**WORK TO COMPLETE**
Would you write out all of the records that follow, exactly as they stand?

[Saved data entries]
::::::::

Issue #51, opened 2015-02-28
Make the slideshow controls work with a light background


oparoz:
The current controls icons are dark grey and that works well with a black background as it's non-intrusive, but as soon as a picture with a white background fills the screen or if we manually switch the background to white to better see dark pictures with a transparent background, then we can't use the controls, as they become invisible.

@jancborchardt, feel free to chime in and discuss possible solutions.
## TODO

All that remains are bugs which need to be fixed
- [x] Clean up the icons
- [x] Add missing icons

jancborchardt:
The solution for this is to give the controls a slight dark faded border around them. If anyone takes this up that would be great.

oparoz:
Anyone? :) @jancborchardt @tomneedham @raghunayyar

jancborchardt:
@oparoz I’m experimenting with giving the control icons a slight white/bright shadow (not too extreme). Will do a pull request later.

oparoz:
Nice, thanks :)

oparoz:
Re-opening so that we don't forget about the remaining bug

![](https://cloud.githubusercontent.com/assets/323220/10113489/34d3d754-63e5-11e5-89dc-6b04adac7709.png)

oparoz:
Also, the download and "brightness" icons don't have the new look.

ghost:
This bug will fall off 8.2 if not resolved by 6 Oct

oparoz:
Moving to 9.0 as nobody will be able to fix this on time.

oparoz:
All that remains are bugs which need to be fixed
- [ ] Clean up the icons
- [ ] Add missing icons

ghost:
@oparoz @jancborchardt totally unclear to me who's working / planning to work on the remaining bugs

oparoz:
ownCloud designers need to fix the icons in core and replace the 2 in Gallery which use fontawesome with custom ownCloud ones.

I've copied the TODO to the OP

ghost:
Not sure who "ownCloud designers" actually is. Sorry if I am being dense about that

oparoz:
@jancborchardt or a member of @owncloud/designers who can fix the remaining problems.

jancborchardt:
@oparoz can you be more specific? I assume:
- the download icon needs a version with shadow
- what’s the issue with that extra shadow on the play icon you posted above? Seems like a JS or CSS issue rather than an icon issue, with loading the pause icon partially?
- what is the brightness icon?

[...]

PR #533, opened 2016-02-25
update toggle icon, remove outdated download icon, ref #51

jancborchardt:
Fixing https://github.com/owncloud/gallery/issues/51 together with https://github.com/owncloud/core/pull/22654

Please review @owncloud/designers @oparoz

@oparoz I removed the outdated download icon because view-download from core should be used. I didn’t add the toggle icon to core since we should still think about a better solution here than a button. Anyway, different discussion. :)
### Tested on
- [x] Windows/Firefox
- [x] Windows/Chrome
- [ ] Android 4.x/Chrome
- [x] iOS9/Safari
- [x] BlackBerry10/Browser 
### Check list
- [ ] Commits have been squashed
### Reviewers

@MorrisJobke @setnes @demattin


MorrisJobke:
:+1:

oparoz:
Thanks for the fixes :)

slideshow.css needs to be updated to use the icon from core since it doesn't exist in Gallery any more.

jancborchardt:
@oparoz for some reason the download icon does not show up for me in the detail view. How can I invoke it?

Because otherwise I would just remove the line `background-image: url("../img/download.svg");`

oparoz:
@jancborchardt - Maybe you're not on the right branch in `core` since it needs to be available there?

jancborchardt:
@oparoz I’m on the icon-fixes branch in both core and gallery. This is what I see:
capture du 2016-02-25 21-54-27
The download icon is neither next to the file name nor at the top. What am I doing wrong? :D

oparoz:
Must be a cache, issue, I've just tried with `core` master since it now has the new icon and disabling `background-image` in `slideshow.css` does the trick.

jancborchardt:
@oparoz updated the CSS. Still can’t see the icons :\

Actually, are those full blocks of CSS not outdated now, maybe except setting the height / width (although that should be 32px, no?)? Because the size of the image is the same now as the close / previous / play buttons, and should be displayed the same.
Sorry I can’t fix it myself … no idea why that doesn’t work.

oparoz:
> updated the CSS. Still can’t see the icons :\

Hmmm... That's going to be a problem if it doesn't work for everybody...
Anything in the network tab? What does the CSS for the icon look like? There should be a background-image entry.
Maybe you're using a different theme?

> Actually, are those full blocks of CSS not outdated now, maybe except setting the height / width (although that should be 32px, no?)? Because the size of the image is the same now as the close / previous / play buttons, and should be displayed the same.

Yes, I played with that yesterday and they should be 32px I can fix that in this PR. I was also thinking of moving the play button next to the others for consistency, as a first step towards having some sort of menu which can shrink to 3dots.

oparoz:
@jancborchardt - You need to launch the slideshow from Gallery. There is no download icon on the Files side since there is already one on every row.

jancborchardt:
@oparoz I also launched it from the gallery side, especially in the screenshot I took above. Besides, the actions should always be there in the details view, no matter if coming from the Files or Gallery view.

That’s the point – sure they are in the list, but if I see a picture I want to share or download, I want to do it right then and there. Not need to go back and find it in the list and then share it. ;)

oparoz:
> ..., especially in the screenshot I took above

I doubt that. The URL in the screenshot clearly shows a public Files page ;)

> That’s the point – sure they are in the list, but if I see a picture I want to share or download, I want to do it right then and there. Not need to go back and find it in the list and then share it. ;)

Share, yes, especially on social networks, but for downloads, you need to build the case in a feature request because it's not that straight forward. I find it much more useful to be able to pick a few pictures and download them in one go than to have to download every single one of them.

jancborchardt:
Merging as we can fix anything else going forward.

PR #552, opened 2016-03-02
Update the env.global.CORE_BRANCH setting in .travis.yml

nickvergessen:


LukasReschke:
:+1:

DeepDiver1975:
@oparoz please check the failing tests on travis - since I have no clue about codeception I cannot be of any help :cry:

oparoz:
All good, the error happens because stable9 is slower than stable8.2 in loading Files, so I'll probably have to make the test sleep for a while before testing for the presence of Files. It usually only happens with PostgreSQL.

::::::::

**RESPONSE TO THIS TASK**
Issue #51, opened 2015-02-28
Make the slideshow controls work with a light background


oparoz:
The current controls icons are dark grey and that works well with a black background as it's non-intrusive, but as soon as a picture with a white background fills the screen or if we manually switch the background to white to better see dark pictures with a transparent background, then we can't use the controls, as they become invisible.

@jancborchardt, feel free to chime in and discuss possible solutions.
## TODO

All that remains are bugs which need to be fixed
- [x] Clean up the icons
- [x] Add missing icons

jancborchardt:
The solution for this is to give the controls a slight dark faded border around them. If anyone takes this up that would be great.

oparoz:
Anyone? :) @jancborchardt @tomneedham @raghunayyar

jancborchardt:
@oparoz I’m experimenting with giving the control icons a slight white/bright shadow (not too extreme). Will do a pull request later.

oparoz:
Nice, thanks :)

oparoz:
Re-opening so that we don't forget about the remaining bug

![](https://cloud.githubusercontent.com/assets/323220/10113489/34d3d754-63e5-11e5-89dc-6b04adac7709.png)

oparoz:
Also, the download and "brightness" icons don't have the new look.

ghost:
This bug will fall off 8.2 if not resolved by 6 Oct

oparoz:
Moving to 9.0 as nobody will be able to fix this on time.

oparoz:
All that remains are bugs which need to be fixed
- [ ] Clean up the icons
- [ ] Add missing icons

ghost:
@oparoz @jancborchardt totally unclear to me who's working / planning to work on the remaining bugs

oparoz:
ownCloud designers need to fix the icons in core and replace the 2 in Gallery which use fontawesome with custom ownCloud ones.

I've copied the TODO to the OP

ghost:
Not sure who "ownCloud designers" actually is. Sorry if I am being dense about that

oparoz:
@jancborchardt or a member of @owncloud/designers who can fix the remaining problems.

jancborchardt:
@oparoz can you be more specific? I assume:
- the download icon needs a version with shadow
- what’s the issue with that extra shadow on the play icon you posted above? Seems like a JS or CSS issue rather than an icon issue, with loading the pause icon partially?
- what is the brightness icon?

[...]

PR #533, opened 2016-02-25
update toggle icon, remove outdated download icon, ref #51

jancborchardt:
Fixing https://github.com/owncloud/gallery/issues/51 together with https://github.com/owncloud/core/pull/22654

Please review @owncloud/designers @oparoz

@oparoz I removed the outdated download icon because view-download from core should be used. I didn’t add the toggle icon to core since we should still think about a better solution here than a button. Anyway, different discussion. :)
### Tested on
- [x] Windows/Firefox
- [x] Windows/Chrome
- [ ] Android 4.x/Chrome
- [x] iOS9/Safari
- [x] BlackBerry10/Browser 
### Check list
- [ ] Commits have been squashed
### Reviewers

@MorrisJobke @setnes @demattin


MorrisJobke:
:+1:

oparoz:
Thanks for the fixes :)

slideshow.css needs to be updated to use the icon from core since it doesn't exist in Gallery any more.

jancborchardt:
@oparoz for some reason the download icon does not show up for me in the detail view. How can I invoke it?

Because otherwise I would just remove the line `background-image: url("../img/download.svg");`

oparoz:
@jancborchardt - Maybe you're not on the right branch in `core` since it needs to be available there?

jancborchardt:
@oparoz I’m on the icon-fixes branch in both core and gallery. This is what I see:
capture du 2016-02-25 21-54-27
The download icon is neither next to the file name nor at the top. What am I doing wrong? :D

oparoz:
Must be a cache, issue, I've just tried with `core` master since it now has the new icon and disabling `background-image` in `slideshow.css` does the trick.

jancborchardt:
@oparoz updated the CSS. Still can’t see the icons :\

Actually, are those full blocks of CSS not outdated now, maybe except setting the height / width (although that should be 32px, no?)? Because the size of the image is the same now as the close / previous / play buttons, and should be displayed the same.
Sorry I can’t fix it myself … no idea why that doesn’t work.

oparoz:
> updated the CSS. Still can’t see the icons :\

Hmmm... That's going to be a problem if it doesn't work for everybody...
Anything in the network tab? What does the CSS for the icon look like? There should be a background-image entry.
Maybe you're using a different theme?

> Actually, are those full blocks of CSS not outdated now, maybe except setting the height / width (although that should be 32px, no?)? Because the size of the image is the same now as the close / previous / play buttons, and should be displayed the same.

Yes, I played with that yesterday and they should be 32px I can fix that in this PR. I was also thinking of moving the play button next to the others for consistency, as a first step towards having some sort of menu which can shrink to 3dots.

oparoz:
@jancborchardt - You need to launch the slideshow from Gallery. There is no download icon on the Files side since there is already one on every row.

jancborchardt:
@oparoz I also launched it from the gallery side, especially in the screenshot I took above. Besides, the actions should always be there in the details view, no matter if coming from the Files or Gallery view.

That’s the point – sure they are in the list, but if I see a picture I want to share or download, I want to do it right then and there. Not need to go back and find it in the list and then share it. ;)

oparoz:
> ..., especially in the screenshot I took above

I doubt that. The URL in the screenshot clearly shows a public Files page ;)

> That’s the point – sure they are in the list, but if I see a picture I want to share or download, I want to do it right then and there. Not need to go back and find it in the list and then share it. ;)

Share, yes, especially on social networks, but for downloads, you need to build the case in a feature request because it's not that straight forward. I find it much more useful to be able to pick a few pictures and download them in one go than to have to download every single one of them.

jancborchardt:
Merging as we can fix anything else going forward.

PR #552, opened 2016-03-02
Update the env.global.CORE_BRANCH setting in .travis.yml

nickvergessen:


LukasReschke:
:+1:

DeepDiver1975:
@oparoz please check the failing tests on travis - since I have no clue about codeception I cannot be of any help :cry:

oparoz:
All good, the error happens because stable9 is slower than stable8.2 in loading Files, so I'll probably have to make the test sleep for a while before testing for the presence of Files. It usually only happens with PostgreSQL.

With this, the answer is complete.